In the cluster scenario, when the mpirun command is executed, the error message "bash: orted: command not found" is displayed, as shown below.

bash: orted: command not found
--------------------------------------------------------------------------
A daemon (pid 8793) died unexpectedly with status 127 while attempting
to launch so we are aborting.
 
There may be more information reported by the environment (see above).
 
This may be because the daemon was unable to find all the needed shared
libraries on the remote node. You may set your LD_LIBRARY_PATH to have the
location of the shared libraries on the remote nodes and this will
automatically be forwarded to the remote nodes.
--------------------------------------------------------------------------
--------------------------------------------------------------------------
mpirun noticed that the job aborted, but has no info as to the process
that caused that situation.

Possible Cause

Some hccl_test processes have not been exited in the cluster.

Solution

Use MPI to terminate the residual hccl_test processes.

  1. Prepare the hostfile file (the file named hostfile that is defined in 3) configured when the HCCL Performance Tester is executed.
  2. Terminate hccl_test processes on all nodes in the cluster.
    • In the MPICH installation scenario, the command example is as follows:

      mpirun -f hostfile -n 512 pkill -9 -f "all_reduce_test|mpirun"

      • -f: MPICH option, indicating the list file of hostfile nodes.
      • -n: MPICH option, indicating the total number of NPUs to be terminated, that is, Number of nodes × Number of NPUs participating in training on each node. Change the value as required.
      • pkill: Linux command.

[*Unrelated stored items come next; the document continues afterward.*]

PR #586, opened 2025-08-28
add Seatalk i70s brightness and color message definitions

fschaper:
feat(n2k): add Raymarine i70s Display Brightness and Color PGN definitions

- Added proprietary PGN 61439 (0xEFFF) decoding for Raymarine i70s display brightness
  * exposes raw brightness byte (0x00 … 0x4D observed) - might actually be percentage based, need to verify
- Added proprietary PGN 126720 decoding for Raymarine i70s display color scheme
  * supports Tag 1, Tag 2, Inverse, Red/Black palettes (as already defined by SEATALK_DISPLAY_COLOR)
- Based on reverse engineered CAN traffic from i70s

Analyzer now reports human-readable brightness and color selections
instead of generic proprietary data frames.

### DIFF
--- a/analyzer/pgn.h
+++ b/analyzer/pgn.h
@@ -1236,6 +1236,39 @@ Pgn pgnList[] = {
      PACKET_SINGLE,
      {COMPANY(358), UINT16_FIELD("Register Id"), SIMPLE_FIELD("Payload", BYTES(4)), END_OF_FIELDS}}
 
+    ,
+    {"Seatalk: Display Brightness (i70s)",
+     61439,                         // 0xEFFF (addressed, fast-packet)
+     PACKET_INCOMPLETE,
+     PACKET_FAST,
+     {COMPANY(1851),               // Raymarine
+      MATCH_LOOKUP_FIELD(PK("Proprietary ID"), BYTES(1), 140, SEATALK_MESSAGE_ID),
+      MATCH_LOOKUP_FIELD(PK("command1"), BYTES(1), 12, SEATALK_COMMAND),
+      LOOKUP_FIELD("Group", BYTES(1), SEATALK_NETWORK_GROUP),
+      BINARY_FIELD("Unknown 1", BYTES(1), NULL),        // observed constant 0x04 in your logs
+      MATCH_FIELD("Command", BYTES(1), 0, "Brightness"),
+      // Second FP frame starts here:
+      UINT8_FIELD("Brightness (raw)"),                  // 0x00..~0x4D (device-defined scale) - check if can be replaced with PERCENTAGE_U8_FIELD
+      BINARY_FIELD("Unknown 2", BYTES(1), NULL),        // observed 0x00
+      BINARY_FIELD("Reserved", BYTES(4), NULL),         // observed 0xFF 0xFF 0xFF 0xFF
+      END_OF_FIELDS } }
+
+    ,
+    {"Seatalk: Display Color (i70s)",
+     61439,
+     PACKET_INCOMPLETE,
+     PACKET_FAST,
+     { COMPANY(1851),
+       MATCH_LOOKUP_FIELD(PK("Proprietary ID"), BYTES(1), 140, SEATALK_MESSAGE_ID),
+       MATCH_LOOKUP_FIELD(PK("command1"), BYTES(1), 12, SEATALK_COMMAND),
+       LOOKUP_FIELD("Group", BYTES(1), SEATALK_NETWORK_GROUP),
+       BINARY_FIELD("Unknown 1", BYTES(1), NULL),        // observed 0x04
+       MATCH_FIELD("Command", BYTES(1), 1, "Color"),
+       LOOKUP_FIELD("Color", BYTES(1), SEATALK_DISPLAY_COLOR), // 0x01=Day1, 0x02=Day2, 0x03=Invert, 0x04=Red/Black
+       BINARY_FIELD("Unknown 2", BYTES(1), NULL),        // observed 0x00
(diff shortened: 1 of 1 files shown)


fschaper:
since both brightness and color share the same PGN 61439, one could also merge them into a single definition with a LOOKUP_FIELD("Command", BYTES(1), SEATALK_COMMAND) and a SWITCH_FIELD(...). Let me know what you prefer.

fschaper:
I don’t see any 126720 messages from my setup - only 61439 (0xEFFF) fast-packet messages with Proprietary ID=140, command1=12. I don't have my full logs at the moment but bay be able to double check on the weekend. 

However: So while analyzer/pgn.h already has entries for Seatalk1: Display Brightness/Color (PGN 126720), what my i70s actually puts on the bus are addressed fast-packets with PGN 61439. For example, these two frames will switch the i70s on CAN ID 6 to the Red/Black scheme:

cansend can0 1DEFFF06#20093B9F8C0C0401
cansend can0 1DEFFF06#21010300FFFFFFFF

That’s why I added new definitions for 61439 - so analyzer shows those messages decoded instead of just “Manufacturer Proprietary.”

My original goal here is to sync the i70s palette with an Axiom Pro 2 S day/night palette change. So whenever the MFD toggles, I will replay the corresponding brightness/color command back onto the bus for the i70s's.

sbender9:
I have a Signal K plugin that's syncs displays of different vendors. 

I never found the Axiom to send out the day/night change on the network. Did you find something?

sbender9:
Do you have your i70s set the share brightness? If so, you she see the existing pgns being sent.

fschaper:
> And FYI, that plugin works with the i70s

Great to hear, and thanks again. I am already a happy user of some of your Signal K plugins. Thank you for your hard work!

So if the i70s responds fine, that suggests Raymarine have kept some backwards compatibility in place. The display still reacts to the older PGN definitions, but the devices themselves are now emitting the newer PGNs. That feels a bit odd because it would imply mixed formats on the bus and in theory that could break palette sync with older equipment unless they really do listen for both.

fschaper:
> Do you have your i70s set the share brightness? If so, you should see the existing pgns being sent.

I’ll try to verify again that there really are no PGN 126720 messages being sent on my system. So far I’ve only seen PGN 61439 fast-packet frames when changing brightness or color, never 126720. I'll happy to do/provide some logging.

For context, my setup looks like this:
- 4× i70s
- one i70s in its own group
- three i70s in a shared group together with 2× Axiom Pro 2 S and a p70s
- brightness sharing enabled on both groups

fschaper:
Great, sounds like we’ll both be on the boat this weekend then. As long as the family will bear with me I’ll double-check for 126720 on my setup and share whatever I find.

If time allows I’ll also try to trace the PGNs for switching the EV-2/EV-200/p70s autopilot between Auto and Standby - that’s still giving me issues with your SignalK autopilot plugin. Having raw captures for that would be useful too.

If there’s anything specific you’d like me to try or log while I’m out, just let me know. I’m happy to contribute additional captures or tests.

sbender9:
Have you checked out visual-analyzer? Big help looking at stuff like this. 

I'm really surprised those don't use the same pgns as the EV-1/ACU-100. 

Definitely take a look with visual-analyzer and get some logs of changing the AP mode and heading.

fschaper:
Heading works fine on my setup, it has only been stubborn with toggling between Auto and Standby. I will use visual-analyzer when I am back on the boat this weekend and capture logs of the mode changes so we can see exactly what is on the bus. Thanks for the tip.

sbender9:
I do not see 61439 from my i70s. I think I may be one software update behind...

sbender9:
Can you get me a log of the PGN 61439 data?

fschaper:
> Can you get me a log of the PGN 61439 data?

Sure, I’m on the boat now and will be able to provide a log later today.
Would you prefer that I apply a device filter (e.g. can device 6) to keep it focused, or would a more verbose capture be more helpful?

sbender9:
Verbose is fine. I can filter here

sbender9:
In your description, you say "Added proprietary PGN 126720", but there is no related change in the PR.

fschaper:
> In your description, you say "Added proprietary PGN 126720", but there is no related change in the PR.

You are right, there is no change to 126720 here. That reference was left over from when I was still reverse engineering the packets. This PR only adds decoding for 61439, which is what my i70s actually sends. Will follow up with the logs.

sbender9:
I updated the software on the i70s, now I am getting 61439

sbender9:
I don't need a log now

fschaper:
> I don't need a log now

Interesting. Did you check whether both PGNs are active in parallel or if the device has switched over completely?

sbender9:
And I spoke to soon, it is not sending 61439. I am getting 61184 and 130847, which are new.

fschaper:
[can0_log_i70s_invert_to_rb_to_invert.log.zip](https://github.com/user-attachments/files/22060071/can0_log_i70s_invert_to_rb_to_invert.log.zip)

and no, `candump -L can0,19EFFF00:1FFFFF00` gave me nothing

fschaper:
I'm at firmware version 3.24 for the i70s

sbender9:
Same here now.

keesverruijt:
Anyway, I will let you guys get to the bottom of this before I merge…

fschaper:
I think I found my mistake: I interpreted the CAN-ID as a broadcast (PDU2) message. The correct PGN is 126720 because it's a PDU1 (addressed) message, and the PDU Specific (PS) byte is ignored in the calculation.

fschaper:
Learned something valuable about the N2K standard in the process - sorry for taking your time!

The subsequent -f is the option, which is used to specify the process name or command-line option mode to be matched. all_reduce_test is the HCCL test command, which can be changed to an actual command.
    • In the Open MPI installation scenario, the command example is as follows:

      mpirun -hostfile hostfile -n 512 pkill -9 -f "all_reduce_test|openmpi"

      • -hostfile: Open MPI option, indicating the list file of hostfile nodes.
      • -n: Open MPI option, indicating the total number of NPUs to be terminated, that is, Number of nodes × Number of NPUs participating in training on each node. Change the value as required.
      • pkill: Linux command. The subsequent -f is the option, which is used to specify the process name or command-line option mode to be matched. all_reduce_test is the HCCL test command, which can be changed to an actual command.
  3. After the preceding steps are complete, run the HCCL Performance Tester again to perform the test.